◆ THE PROBLEM
From the data below, return all lines holding the string "unlikely".
*** Opening of AVAILABLE DATA ***
PR #1682, opened 2021-12-07
util: make page-server IPv6 safe

adrianreber:
The function run_tcp_server() was the last place CRIU was still using the IPv4 only function inet_ntoa(). It was only used during a print, so that it did not really break anything, but with this commit the output is now no longer:

` Accepted connection from 0.0.0.0:58396`

but correctly displaying the IPv6 address

` Accepted connection from ::1:58398`

if connecting via IPv6.

### DIFF
--- a/criu/util.c
+++ b/criu/util.c
@@ -1107,7 +1107,7 @@ out:
 int run_tcp_server(bool daemon_mode, int *ask, int cfd, int sk)
 {
 	int ret;
-	struct sockaddr_in caddr;
+	struct sockaddr_storage caddr;
 	socklen_t clen = sizeof(caddr);
 
 	if (daemon_mode) {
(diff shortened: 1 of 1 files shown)


rst0git (approved):
LGTM

criu/util.c
```diff
@@ -1139,9 +1139,17 @@ int run_tcp_server(bool daemon_mode, int *ask, int cfd, int sk)
...
 			goto err;
-		} else
-			pr_info("Accepted connection from %s:%u\n", inet_ntoa(caddr.sin_addr),
-				(int)ntohs(caddr.sin_port));
+		} else {
+			char port[6];
+			char address[INET6_ADDRSTRLEN];
+			ret = getnameinfo((struct sockaddr *)&caddr, clen, address, sizeof(address), port, sizeof(port),
+					  NI_NUMERICHOST | NI_NUMERICSERV);
+			if (unlikely(ret)) {
```
avagin, line 1147: nit: you don't need this unlikely here

criu/util.c
```diff
@@ -1139,9 +1139,17 @@ int run_tcp_server(bool daemon_mode, int *ask, int cfd, int sk)
 		if (*ask < 0) {
 			pr_perror("Can't accept connection to server");
 			goto err;
-		} else
-			pr_info("Accepted connection from %s:%u\n", inet_ntoa(caddr.sin_addr),
-				(int)ntohs(caddr.sin_port));
+		} else {
```
avagin, line 1142: else isn't needed here.

adrianreber:
@avagin thanks for the review. I fixed both review comments and force pushed.

PR #1684, opened 2021-12-10
Export current criu mode to opts

Snorch:
We have multiple options which are valid only on restore or only on dump or in any other specific criu mode, so it would be useful to have info about current mode in opts so that we can validate other options against current mode.

Plan is to use it for mount-v2 (switch from current restore mount engine to a new one) option as it is only valid on restore, and this would make handling of different types of mountpoints much easier.

- When criu mode is set from main() we just parse mode from argv[optind] just after parse_options() found optind of the command. Note that opts.mode is available before check_options().

- For rpc service we reset opts.mode to CR_SWRK each time we restart cr_service_work(), in the original service process we still have CR_SERVICE to differentiate between them, and each request handling function which does setup_opts_from_req sets opts.mode in accordance with the processed request type. And it is also available before check_options().
    
Now in check_options we can add filters on one mode only options.

Note: I chose to call this "mode" as in rpc we have a request type and on cli we have command, so "mode" should unify these two similar terms in one.

### DIFF
--- a/criu/crtools.c
+++ b/criu/crtools.c
@@ -222,6 +222,9 @@ int main(int argc, char *argv[], char *envp[])
 		if (opts.mode != CR_CPUINFO && has_sub_command) {
 			pr_err("excessive parameter%s for command %s\n", (argc - optind) > 2 ? "s" : "", argv[optind]);
 			goto usage;
+		} else if (opts.mode == CR_CPUINFO && !has_sub_command) {
+			pr_err("cpuinfo requires an action: dump or check\n");
+			goto usage;
 		}
 	}
 
--- a/criu/crtools.c
+++ b/criu/crtools.c
@@ -124,7 +124,7 @@ int main(int argc, char *argv[], char *envp[])
 		return 1;
 	}
 
-	if (optind < argc && !strcmp(argv[optind], "swrk")) {
+	if (!strcmp(argv[optind], "swrk")) {
 		if (argc != optind + 2) {
 			fprintf(stderr, "Usage: criu swrk <fd>\n");
 			return 1;
--- a/criu/crtools.c
+++ b/criu/crtools.c
@@ -56,14 +56,23 @@ void flush_early_log_to_stderr(void)
 
 static int image_dir_mode(char *argv[], int optind)
 {
-	if (!strcmp(argv[optind], "dump") || !strcmp(argv[optind], "pre-dump") ||
-	    (!strcmp(argv[optind], "cpuinfo") && !strcmp(argv[optind + 1], "dump")))
+	switch (opts.mode) {
+	case CR_DUMP:
+		/* fallthrough */
+	case CR_PRE_DUMP:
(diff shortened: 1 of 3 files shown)


Snorch:
@checkpoint-restore/maintainers Please take a look, hope this would simplify everything. I thought about a way to differentiate between dump/restore already for a long time, in many places we already pass restore/dump info in function parameters, maybe switching to this approach would be better.

adrianreber (approved):
Sounds like a good idea and all CI tests are happy. :+1:

mihalicyn (approved):

criu/include/cr_options.h
```diff
@@ -100,6 +100,22 @@ struct irmap_path_opt {
...
+	CR_LAZY_PAGES,
+	CR_CHECK,
+	CR_PAGE_SERVER,
+	CR_SERVICE,
+	CR_SWRK,
+	CR_DEDUP,
+	CR_CPUINFO,
+	CR_EXEC_DEPRECATED,
+	CR_SHOW_DEPRECATED,
+};
```
rst0git, line 117: Would it be possible to update `image_dir_mode()` in `crtools.c` with these enum values?

Snorch: Thanks for review! Sure, I forgot about it.

criu/crtools.c
```diff
@@ -56,13 +56,20 @@ void flush_early_log_to_stderr(void)
...
 		return O_RSTR;
+	case CR_CPUINFO:
+		if (!strcmp(argv[optind + 1], "dump"))
+			return O_DUMP;
+		/* fallthrough */
+	default:
+		return -1;
+	}
 
 	return -1;
```
rst0git, line 74: This `return -1;` is not used.

criu/crtools.c
```diff
@@ -185,7 +222,7 @@ int main(int argc, char *argv[], char *envp[])
 	}
 
 	/* We must not open imgs dir, if service is called */
-	if (strcmp(argv[optind], "service")) {
+	if (opts.mode != CR_SERVICE) {
```
rst0git, line 232: Could you please add something like the following to fix a segmentation fault for `criu cpuinfo`?
```C
if (opts.mode == CR_CPUINFO && argc < 3) {
        pr_err("cpuinfo requires an action: dump or check\n");
        goto usage;
}
```

criu/crtools.c
Snorch: Sure I know, it is a combination of two best practices: 1) switch-case should have explicit default 2) int function should have proper return at the end.

I can add a comment /* Should never get here */ if needed.

criu/crtools.c
Snorch: Ok, will do.

adrianreber:
Yes, @rst0git also mentioned it. Very strange, not sure what it is.

@rst0git any insights yet?

It is a bit worrying that so many tests are failing with a segfault.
*** Close of AVAILABLE DATA ***
◆ RESPONSE
+			if (unlikely(ret)) {
avagin, line 1147: nit: you don't need this unlikely here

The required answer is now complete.